• **SUPPLIED MATERIAL**

☆ ☆ ☆ ☆ ☆

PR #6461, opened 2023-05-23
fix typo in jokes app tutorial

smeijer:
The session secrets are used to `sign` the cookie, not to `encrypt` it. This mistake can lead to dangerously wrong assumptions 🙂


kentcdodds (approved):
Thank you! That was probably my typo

☆ ☆ ☆ ☆ ☆

The reply is a bare number, the count of lines in these entries that hold the word "typo".

• **SOLUTION TO THE PROBLEM**
2